Please consider the following limitations when using Predicted Outputs.
  • The following models are currently supported: gpt-oss-120b, qwen-3-32b
  • When you provide a prediction, any tokens that do not appear in the final completion are still billed at completion-token rates. To determine how many predicted tokens were not used, review the rejected_prediction_tokens property in the usage object.
  • The following API parameters are not supported when using this feature:
    • logprobs: not supported
    • n: values greater than 1 are not supported
    • tools: tool calling is not currently supported with Predicted Outputs
Using Reasoning with Predicted Outputs is not recommended. This combination can result in a high number of rejected_prediction_tokens. To avoid this behavior, disable reasoning or reduce the reasoning effort when using Predicted Outputs.

FAQ

Only when predicted tokens are not accepted.
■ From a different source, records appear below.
PR #655, opened 2026-06-02
Add PCM audio streaming controls for Higgs TTS

### LINKED ISSUE #654: [Feature] Add raw PCM speech streaming and initial codec chunk tuning
## Summary

Add a general speech streaming capability for `/v1/audio/speech` that can return raw PCM byte streams while preserving the existing SSE/base64 streaming behavior by default. Higgs TTS should be the first model to use the new capability, including request-level `initial_codec_chunk_frames` tuning for lower TTFA.

This is a focused follow-up to #601.

## Motivation

Current speech streaming returns SSE events with base64-encoded audio chunks. That is useful for metadata and compatibility, but it is not ideal for low-latency audio playback: base64 increases payload size and clients must unwrap JSON before feeding audio to a player.

vLLM-Omni uses raw PCM chunks for TTS streaming when `stream=true` and `response_format="pcm"`. For sglang-omni, we should add that capability without breaking existing clients that already consume the SSE stream.

## Proposed API shape

Keep the existing default:

- `stream=true` continues to return `text/event-stream` SSE chunks.

Add an explicit raw audio mode:

- `stream=true`
- `response_format="pcm"`
- `stream_format="audio"`

In this mode, the response should be a continuous `audio/pcm` byte stream. Sample-rate metadata should be exposed through response headers such as `X-Sample-Rate`, `X-Channels`, and `X-Bit-Depth`.

## Initial codec chunk tuning

Add `initial_codec_chunk_frames` as a general speech request parameter. It should be carried through the request path in a model-neutral way, with model-specific schedulers deciding how to map codec-frame counts onto their decode windows.

Higgs should be the first adopter:

- use `initial_codec_chunk_frames` only for the first emitted audio chunk;
- after the first chunk, return to the existing steady-state chunk/follow-up behavior;
- keep the existing overlap/holdback behavior for follow-up chunks.

## Compatibility concerns for the PR body

Do not make `stream=true + response_format="pcm"` switch to raw PCM by default in the first PR. That would break current sglang-omni clients and docs that expect SSE events with `audio.speech.chunk` JSON and base64 payloads.

The PR should call out this tradeoff explicitly:

- SSE remains the default because it carries chunk index, finish reason, usage, and error metadata cleanly.
- Raw PCM is better for actual audio playback and avoids base64 overhead, but it has limited in-band metadata.
- `stream_format="audio"` gives us the low-latency path while preserving backwards compatibility.

## Acceptance criteria

- `/v1/audio/speech` supports `stream_format="audio"` for `stream=true + response_format="pcm"`.
- Existing SSE streaming remains unchanged when `stream_format` is omitted.
- Invalid raw streaming combinations, such as `stream_format="audio"` with non-PCM `response_format`, fail fast with a clear 4xx error.
- Higgs TTS reads `initial_codec_chunk_frames` and applies it to the first streaming vocoder chunk only.
- Unit tests cover the raw PCM serve path, compatibility fallback to SSE, invalid parameter handling, and Higgs first-chunk behavior.
- Docs mention the compatibility choice and how to request raw PCM streaming.

Hayden727:
## Summary

This PR adds raw PCM audio streaming support for `/v1/audio/speech` and wires the first-chunk tuning knob into Higgs TTS.

- Add `stream_format="audio"` for raw `audio/pcm` streaming when `stream=true` and `response_format="pcm"`.
- Derive raw PCM response metadata from the first audio chunk (`X-Sample-Rate`, `X-Channels`, `X-Bit-Depth`) instead of assuming 24 kHz, and reject mid-stream sample-rate changes.
- Add `initial_codec_chunk_frames` request plumbing and make Higgs apply it only to the first vocoder chunk.
- Keep existing SSE streaming as the default `stream=true` behavior for compatibility.
- Extend SeedTTS benchmark tooling so SSE can request `response_format=wav` or `response_format=pcm`, raw audio transport still forces PCM, and both transports can be compared with or without `initial_codec_chunk_frames`.
- Update TTS/Higgs/API docs and unit coverage.

## Compatibility Note

This intentionally follows the conservative API behavior we discussed. vLLM-Omni treats `stream=true + response_format=pcm` as raw PCM streaming by default. This PR instead requires `stream_format="audio"` so existing SGLang-Omni clients that rely on SSE under `stream=true` do not silently change behavior.

If we want exact vLLM-Omni request semantics later, the follow-up would be to make `stream=true + response_format=pcm` imply raw PCM, but that is a compatibility-sensitive API change.

## Experiment

Hardware platform: NVIDIA H200.

Model: Higgs TTS `boson-sglang/higgs-audio-v3-TTS-4B-grpo05200410999`.

Workload: full SeedTTS EN+ZH, generate-only, `concurrency=16`, `warmup=10`.

### Original full-set run

Software version: SGLang-Omni branch commit `7142f79` for the full SeedTTS measurements below; current PR head `17c5c57` adds the review fixes for dynamic raw PCM headers and the missing benchmark controls.

| Split | Mode | Success | TTFC mean | Latency mean | Throughput | First payload |
| EN | SSE default | 1087/1088 | 0.857s | 1.272s | 12.468 qps | 121668 bytes |
| EN | Raw PCM default | 1088/1088 | 0.826s | 1.232s | 12.923 qps | 116490 bytes |
| EN | Raw PCM initial=1 | 1088/1088 | 0.216s | 1.316s | 12.103 qps | 1920 bytes |
| ZH | SSE default | 2020/2020 | 0.729s | 1.398s | 11.409 qps | 122880 bytes |
| ZH | Raw PCM default | 2020/2020 | 0.730s | 1.423s | 10.831 qps | 121045 bytes |
| ZH | Raw PCM initial=1 | 2020/2020 | 0.171s | 1.512s | 10.560 qps | 1920 bytes |

The original table shows that raw PCM default is close to SSE default, while `initial_codec_chunk_frames=1` changes TTFC much more. It should not be read as evidence that PCM transport alone causes the large TTFC improvement.

### Follow-up ablation

Reviewer rerun environment: `ion9-h200-omni`, container `sglang-omni-pcm`, PR commit `7142f7991c44550ae3f74f21632b75948a5ca89b`. The same H200 server was kept up across all rows; generated audio was full SeedTTS EN/ZH with `concurrency=16`, `warmup=10`.

| Split | Mode | Success | TTFC mean | Latency mean | Throughput | Chunks mean | First payload |
| EN | SSE default | 1088/1088 | 0.8308s | 1.223s | 13.017 qps | 2.08 | 121757.6 bytes |
| EN | Raw PCM default | 1088/1088 | 0.8225s | 1.225s | 12.994 qps | 2.29 | 115758.6 bytes |
| EN | SSE initial=1 | 1088/1088 | 0.2193s | 1.324s | 12.035 qps | 2.97 | 1920.0 bytes |
| EN | Raw PCM initial=1 | 1088/1088 | 0.2094s | 1.303s | 12.230 qps | 3.67 | 1920.0 bytes |
| ZH | SSE default | 2020/2020 | 0.7368s | 1.437s | 11.098 qps | 2.54 | 122880.0 bytes |
| ZH | Raw PCM default | 2020/2020 | 0.7333s | 1.428s | 11.173 qps | 2.99 | 116303.4 bytes |
| ZH | SSE initial=1 | 2020/2020 | 0.1597s | 1.487s | 10.380 qps | 3.40 | 1920.0 bytes |
| ZH | Raw PCM initial=1 | 2020/2020 | 0.1643s | 1.483s | 10.765 qps | 4.21 | 1920.0 bytes |

Relative changes from the reviewer ablation:

| Comparison | TTFC change | Throughput change | Latency change |
|---|---:|---:|---:|
| EN raw PCM default vs SSE default | -1.00% | -0.18% | +0.16% |
| ZH raw PCM default vs SSE default | -0.48% | +0.68% | -0.63% |
| EN SSE initial=1 vs SSE default | -73.60% | -7.54% | +8.26% |
| ZH SSE initial=1 vs SSE default | -78.33% | -6.47% | +3.48% |
| EN raw PCM initial=1 vs SSE initial=1 | -4.51% | +1.62% | -1.59% |
| ZH raw PCM initial=1 vs SSE initial=1 | +2.88% | +3.71% | -0.27% |

Interpretation:

- Default raw PCM transport is functional, but it does not show a material TTFC improvement by itself in these runs.
- The large TTFC reduction is primarily attributable to `initial_codec_chunk_frames=1`, which shrinks the first Higgs vocoder emission to a 1920-byte first PCM payload.
- `initial_codec_chunk_frames=1` trades lower TTFC for more audio chunks and lower overall throughput / higher mean latency versus default SSE.
- With the same `initial_codec_chunk_frames=1` setting, raw PCM and SSE have similar TTFC; the remaining delta is small and not the dominant performance lever.
- Raw PCM remains useful as an explicit transport/format option for clients that want raw audio bytes, but the performance claim should not attribute the large TTFC gain to PCM transport alone.

## Validation

- `python -m compileall sglang_omni/serve/openai_api.py benchmarks/tasks/tts.py benchmarks/eval/benchmark_tts_seedtts.py tests/unit_test/serve/test_openai_api.py tests/unit_test/moss_tts/test_pipeline.py`
- `python -m black sglang_omni/serve/openai_api.py benchmarks/tasks/tts.py benchmarks/eval/benchmark_tts_seedtts.py tests/unit_test/serve/test_openai_api.py tests/unit_test/moss_tts/test_pipeline.py`
- `git diff --check`
- pre-commit hooks during commits
- Targeted unit tests for `/v1/audio/speech` passed in the H200 validation environment: `16 passed`
- Targeted benchmark-control tests passed in the H200 validation environment: `3 passed`
- A full run of `tests/unit_test/moss_tts/test_pipeline.py` also includes an unrelated MOSS prefill assertion failure in the validation environment, so that full-file run is not counted as validation evidence for this PR; the review-related benchmark tests pass.
- Full SeedTTS EN+ZH generate-only A/B benchmark above

## Metric Note

The earlier SSE-vs-raw-PCM ablation table should not use `Chunks mean` as an apples-to-apples cross-transport comparison when generated before `fff1ecf`: SSE counted decoded audio events, while raw PCM counted arbitrary `iter_any()` client read frames. `fff1ecf` updates the raw PCM benchmark parser to preserve HTTP chunk boundaries with `iter_chunks()`, so future raw PCM `audio_chunks_mean` and `first_audio_payload_bytes_mean` reflect HTTP body chunks instead of TCP/client read splits.

Fixes #654


Hayden727:
Update after the post-initial Higgs streaming scheduler optimization (`f493f09`).

Change: keep the 1920B first raw PCM chunk, then delay the next vocoder decode to `steady_boundary + followup_stride` so the post-first stream emits fewer small chunks.

Validation:

- `black --check sglang_omni/models/higgs_tts/vocoder_scheduler.py tests/unit_test/higgs_tts/test_pipeline.py`
- `python3 -m pytest tests/unit_test/higgs_tts/test_pipeline.py -q` -> 30 passed
- Full SeedTTS EN+ZH, H200, `concurrency=16`, `warmup=10`, raw PCM audio stream
- Artifact: `/data/perf-baselines/sglang-omni/sota/pr655-pcm-20260603T020510/results/after-0b10dbb-postinitial-followup-gpu6`

Compared with the previous PR-head full run (`after-53121b4-stage-sched`), this recovers both latency and throughput while preserving the 1920B first chunk:

| Split | Latency mean | Latency p95 | QPS | Audio throughput | TTFC mean | Chunks mean | First payload |
| EN previous | 1.286s | 1.831s | 12.379 | 54.154 s/s | 0.2483s | 3.14 | 1920B |
| EN latest | 1.239s | 1.729s | 12.861 | 56.931 s/s | 0.2342s | 2.71 | 1920B |
| EN delta | -3.65% | -5.57% | +3.89% | +5.13% | -5.68% | -13.69% | 0% |
| ZH previous | 1.466s | 1.932s | 10.886 | 64.039 s/s | 0.1683s | 3.72 | 1920B |
| ZH latest | 1.421s | 1.910s | 11.232 | 66.068 s/s | 0.1621s | 3.32 | 1920B |
| ZH delta | -3.07% | -1.14% | +3.18% | +3.17% | -3.68% | -10.75% | 0% |

Main comparison below reuses the already collected main baseline from this campaign (`before-0e54f35-clean`) as requested; no new main run was launched.

| Split | Mode | Latency mean | Latency p95 | QPS | Audio throughput | TTFC mean | Chunks mean |
| EN | main | 1.258s | 1.723s | 12.654 | 57.790 s/s | 0.8194s | 2.75 |
| EN | latest PR | 1.239s | 1.729s | 12.861 | 56.931 s/s | 0.2342s | 2.71 |
| EN | delta | -1.51% | +0.35% | +1.64% | -1.49% | -71.42% | -1.45% |
| ZH | main | 1.410s | 1.852s | 11.316 | 66.567 s/s | 0.7282s | 3.28 |
| ZH | latest PR | 1.421s | 1.910s | 11.232 | 66.068 s/s | 0.1621s | 3.32 |
| ZH | delta | +0.78% | +3.13% | -0.74% | -0.75% | -77.74% | +1.22% |

Takeaway: the latest PR head keeps the large TTFC win from the 1920B first chunk and largely removes the earlier latency/throughput regression. EN is slightly faster than main on latency/QPS; ZH is still a very small throughput/latency regression versus main, but much smaller than before, with ~78% lower TTFC.

yxs:
@Hayden727 over all looks good.
just one thing,
`audio_chunk_count` isn't comparable across SSE vs raw PCM

The metric counts different units per transport, so the "Chunks mean" column in the A/B table isn't apples-to-apples?

- SSE: `len(pcm_chunks)` where each element is one decoded SSE audio event — a server-defined logical chunk.
- Raw PCM: `pcm_chunks` comes from `response.content.iter_any()`, HTTP read framing. A single large server write (default first payload ~115KB) is split across multiple TCP reads, inflating the count.

That should be why raw PCM "Chunks mean" is systematically higher (EN initial=1: 3.67 vs 2.97).

Hayden727:
@yxs I checked this carefully. Your `e657dc1` cleanup is correct, but it was orthogonal to the chunk-count concern: it only removed the dead duplicate `metadata["tts_params"]["initial_codec_chunk_frames"]` write while keeping the real `extra_params` path.

Fixed the benchmark metric issue in `fff1ecf`:

- raw PCM streaming now uses `response.content.iter_chunks()` and accumulates until `end_of_http_chunk`, instead of counting arbitrary `iter_any()` read fragments;
- `audio_chunk_count` now counts raw PCM HTTP body chunks when boundaries are available;
- `first_audio_payload_bytes` now uses the full first HTTP chunk, not the first client read fragment;
- added `test_tts_benchmark_raw_pcm_uses_http_chunk_boundaries`, which simulates one HTTP chunk split across multiple reads and verifies it still counts as one chunk;
- updated the metric docs and PR body note to clarify that older SSE-vs-raw-PCM tables generated before this fix should not compare `Chunks mean` across transports.

Validation:

- pre-commit hooks passed on commit
- `black --check benchmarks/tasks/tts.py benchmarks/metrics/performance.py tests/unit_test/moss_tts/test_pipeline.py`
- `isort --check-only benchmarks/tasks/tts.py benchmarks/metrics/performance.py tests/unit_test/moss_tts/test_pipeline.py`
- targeted parser tests: 3 passed

Hayden727:
Follow-up after `fff1ecf` raw PCM HTTP chunk metric fix.

I reran the full SeedTTS raw PCM benchmark in the original validation environment as requested:

- GPU: H200 
- Workload: full SeedTTS EN+ZH, `generate-only`, `concurrency=16`, `warmup=10`, `--stream --stream-format audio --response-format pcm --ref-format references`
- Artifact: `/data/perf-baselines/sglang-omni/sota/pr655-pcm-20260603T020510/results/after-fff1ecf-http-chunk-metrics-gpu6`
- Validation before rerun: targeted chunk-boundary and Higgs follow-up scheduler tests passed (`2 passed`)

Current PR head is `7cd3e48`, which is only a merge from `main` containing docs/logo changes. The serving/benchmark code validated here is the `fff1ecf` metric fix plus the earlier performance changes.

Does the metric fix affect performance numbers? No material latency/throughput regression showed up. The expected change is `Chunks mean`, because raw PCM now counts preserved HTTP body chunks instead of arbitrary `iter_any()` client read fragments.

### Metric-fix rerun vs previous optimized run

| Split/row | Latency mean | Latency p95 | QPS | Audio throughput | TTFC mean | Chunks mean | First payload |
| EN previous optimized (pre-fix metrics) | 1.239s | 1.729s | 12.861 | 56.931 s/s | 0.2342s | 2.71 | 1920B |
| EN after `fff1ecf` metric fix | 1.215s | 1.760s | 13.105 | 56.195 s/s | 0.2413s | 2.13 | 1920B |
| EN delta | -1.94% | +1.79% | +1.90% | -1.29% | +3.03% | -21.40% | +0.00% |
| ZH previous optimized (pre-fix metrics) | 1.421s | 1.910s | 11.232 | 66.068 s/s | 0.1621s | 3.32 | 1920B |
| ZH after `fff1ecf` metric fix | 1.421s | 1.855s | 11.236 | 67.102 s/s | 0.1549s | 2.56 | 1920B |
| ZH delta | +0.00% | -2.88% | +0.04% | +1.57% | -4.44% | -22.89% | +0.00% |

### Current PR vs reused main baseline

Main baseline below reuses the already collected campaign baseline (`before-0e54f35-clean`); no new main run was launched.

| Split/row | Latency mean | Latency p95 | QPS | Audio throughput | TTFC mean | Chunks mean | First payload |
| EN main baseline | 1.258s | 1.723s | 12.654 | 57.790 s/s | 0.8194s | 2.75 | 91980B |
| EN current PR | 1.215s | 1.760s | 13.105 | 56.195 s/s | 0.2413s | 2.13 | 1920B |
| EN delta | -3.42% | +2.15% | +3.56% | -2.76% | -70.55% | -22.55% | -97.91% |
| ZH main baseline | 1.410s | 1.852s | 11.316 | 66.567 s/s | 0.7282s | 3.28 | 93090B |
| ZH current PR | 1.421s | 1.855s | 11.236 | 67.102 s/s | 0.1549s | 2.56 | 1920B |
| ZH delta | +0.78% | +0.16% | -0.71% | +0.80% | -78.73% | -21.95% | -97.94% |

Takeaway: `fff1ecf` changes the raw PCM benchmark accounting, not the serving hot path. Latency/QPS remain within normal run variance versus the previous optimized run, while the chunk count drops because it now reflects HTTP chunk boundaries. Versus the reused main baseline, the PR still keeps the ~70-79% TTFC reduction with no material throughput regression: EN QPS is higher, ZH QPS is -0.71%, and ZH audio throughput is slightly higher.

yxs (approved):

Input and output tokens are billed at standard rates, while rejected prediction tokens are billed at the output token rate. Customers with dedicated endpoints are not affected by this pricing.
Check accepted_prediction_tokens and rejected_prediction_tokens in the response’s usage object.
The model rejects mismatched tokens and regenerates them, which may reduce output generation speed and increase costs since rejected tokens are billed as additional output tokens.
No, we do not store any prediction data.